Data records

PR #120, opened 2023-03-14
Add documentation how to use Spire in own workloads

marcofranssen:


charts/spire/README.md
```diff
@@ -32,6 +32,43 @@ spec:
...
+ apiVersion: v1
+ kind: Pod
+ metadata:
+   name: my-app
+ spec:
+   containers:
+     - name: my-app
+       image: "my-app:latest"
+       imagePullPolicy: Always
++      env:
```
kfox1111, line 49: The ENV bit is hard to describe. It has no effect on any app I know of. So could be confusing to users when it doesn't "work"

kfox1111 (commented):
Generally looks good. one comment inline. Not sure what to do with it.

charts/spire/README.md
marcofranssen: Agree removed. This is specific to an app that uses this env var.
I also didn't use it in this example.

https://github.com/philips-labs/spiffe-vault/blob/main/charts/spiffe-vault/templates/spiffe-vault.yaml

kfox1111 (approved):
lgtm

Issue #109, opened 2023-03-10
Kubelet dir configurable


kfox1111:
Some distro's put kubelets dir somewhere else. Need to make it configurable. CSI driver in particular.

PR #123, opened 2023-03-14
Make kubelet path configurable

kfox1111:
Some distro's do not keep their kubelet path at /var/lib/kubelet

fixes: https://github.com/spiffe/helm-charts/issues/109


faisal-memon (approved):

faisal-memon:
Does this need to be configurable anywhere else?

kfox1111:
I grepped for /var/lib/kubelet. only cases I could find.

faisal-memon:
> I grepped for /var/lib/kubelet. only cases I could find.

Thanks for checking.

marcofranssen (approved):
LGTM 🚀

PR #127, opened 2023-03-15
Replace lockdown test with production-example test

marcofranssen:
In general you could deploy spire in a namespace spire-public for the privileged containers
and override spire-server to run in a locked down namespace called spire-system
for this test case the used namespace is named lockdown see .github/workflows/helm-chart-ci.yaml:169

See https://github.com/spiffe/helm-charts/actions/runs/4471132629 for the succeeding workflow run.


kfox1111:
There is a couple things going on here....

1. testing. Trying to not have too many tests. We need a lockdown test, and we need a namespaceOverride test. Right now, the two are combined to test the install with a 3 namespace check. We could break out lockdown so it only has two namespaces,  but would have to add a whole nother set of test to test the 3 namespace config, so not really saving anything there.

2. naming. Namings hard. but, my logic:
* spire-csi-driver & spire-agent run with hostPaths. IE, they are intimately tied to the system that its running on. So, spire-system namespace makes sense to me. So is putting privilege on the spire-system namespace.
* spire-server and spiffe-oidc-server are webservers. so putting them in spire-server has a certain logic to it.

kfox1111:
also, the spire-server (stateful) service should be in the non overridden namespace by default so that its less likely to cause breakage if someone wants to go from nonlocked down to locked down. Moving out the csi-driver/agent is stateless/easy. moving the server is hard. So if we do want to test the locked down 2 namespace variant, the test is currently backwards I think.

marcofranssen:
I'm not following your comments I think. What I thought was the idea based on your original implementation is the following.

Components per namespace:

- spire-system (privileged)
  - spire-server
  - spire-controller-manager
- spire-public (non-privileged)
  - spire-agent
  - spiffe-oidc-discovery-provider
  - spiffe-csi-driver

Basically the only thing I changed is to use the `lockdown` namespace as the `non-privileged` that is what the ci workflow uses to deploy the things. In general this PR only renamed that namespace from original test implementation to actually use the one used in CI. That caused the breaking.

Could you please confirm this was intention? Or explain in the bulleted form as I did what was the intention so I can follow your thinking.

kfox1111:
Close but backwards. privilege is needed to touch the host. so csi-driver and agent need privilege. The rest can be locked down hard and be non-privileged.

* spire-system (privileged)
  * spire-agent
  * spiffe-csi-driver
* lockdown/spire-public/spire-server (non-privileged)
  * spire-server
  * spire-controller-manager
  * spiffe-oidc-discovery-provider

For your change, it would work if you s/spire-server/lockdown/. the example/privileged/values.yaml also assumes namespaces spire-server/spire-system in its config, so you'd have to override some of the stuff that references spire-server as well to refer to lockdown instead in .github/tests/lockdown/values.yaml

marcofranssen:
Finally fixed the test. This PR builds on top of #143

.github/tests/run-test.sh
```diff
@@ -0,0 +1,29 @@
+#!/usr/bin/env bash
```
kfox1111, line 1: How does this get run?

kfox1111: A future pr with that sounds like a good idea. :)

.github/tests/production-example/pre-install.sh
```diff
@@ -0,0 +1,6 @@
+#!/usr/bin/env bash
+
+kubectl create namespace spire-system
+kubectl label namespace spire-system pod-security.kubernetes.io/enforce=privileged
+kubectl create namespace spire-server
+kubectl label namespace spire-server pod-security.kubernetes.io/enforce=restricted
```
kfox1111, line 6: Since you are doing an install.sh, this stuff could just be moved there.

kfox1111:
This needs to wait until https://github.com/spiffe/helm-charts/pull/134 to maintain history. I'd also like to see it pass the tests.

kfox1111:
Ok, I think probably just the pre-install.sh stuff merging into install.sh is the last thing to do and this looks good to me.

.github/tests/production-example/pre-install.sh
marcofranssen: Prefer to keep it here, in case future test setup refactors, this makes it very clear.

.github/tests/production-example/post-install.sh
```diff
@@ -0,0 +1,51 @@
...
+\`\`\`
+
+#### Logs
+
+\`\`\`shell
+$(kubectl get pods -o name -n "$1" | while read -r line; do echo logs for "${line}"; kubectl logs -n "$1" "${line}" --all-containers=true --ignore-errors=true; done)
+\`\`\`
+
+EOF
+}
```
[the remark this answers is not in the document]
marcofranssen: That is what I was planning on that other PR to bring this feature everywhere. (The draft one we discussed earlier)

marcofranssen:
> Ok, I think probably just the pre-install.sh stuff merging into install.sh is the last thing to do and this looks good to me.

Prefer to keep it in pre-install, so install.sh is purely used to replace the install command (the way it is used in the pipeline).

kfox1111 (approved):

■ **Brief**
Give back precisely the lines above that start at the line containing "Generally looks good." and end at the line containing "for this test", inclusive. No other lines belong in the output.

■ **Result below**
Generally looks good. one comment inline. Not sure what to do with it.

charts/spire/README.md
marcofranssen: Agree removed. This is specific to an app that uses this env var.
I also didn't use it in this example.

https://github.com/philips-labs/spiffe-vault/blob/main/charts/spiffe-vault/templates/spiffe-vault.yaml

kfox1111 (approved):
lgtm

Issue #109, opened 2023-03-10
Kubelet dir configurable


kfox1111:
Some distro's put kubelets dir somewhere else. Need to make it configurable. CSI driver in particular.

PR #123, opened 2023-03-14
Make kubelet path configurable

kfox1111:
Some distro's do not keep their kubelet path at /var/lib/kubelet

fixes: https://github.com/spiffe/helm-charts/issues/109


faisal-memon (approved):

faisal-memon:
Does this need to be configurable anywhere else?

kfox1111:
I grepped for /var/lib/kubelet. only cases I could find.

faisal-memon:
> I grepped for /var/lib/kubelet. only cases I could find.

Thanks for checking.

marcofranssen (approved):
LGTM 🚀

PR #127, opened 2023-03-15
Replace lockdown test with production-example test

marcofranssen:
In general you could deploy spire in a namespace spire-public for the privileged containers
and override spire-server to run in a locked down namespace called spire-system
for this test case the used namespace is named lockdown see .github/workflows/helm-chart-ci.yaml:169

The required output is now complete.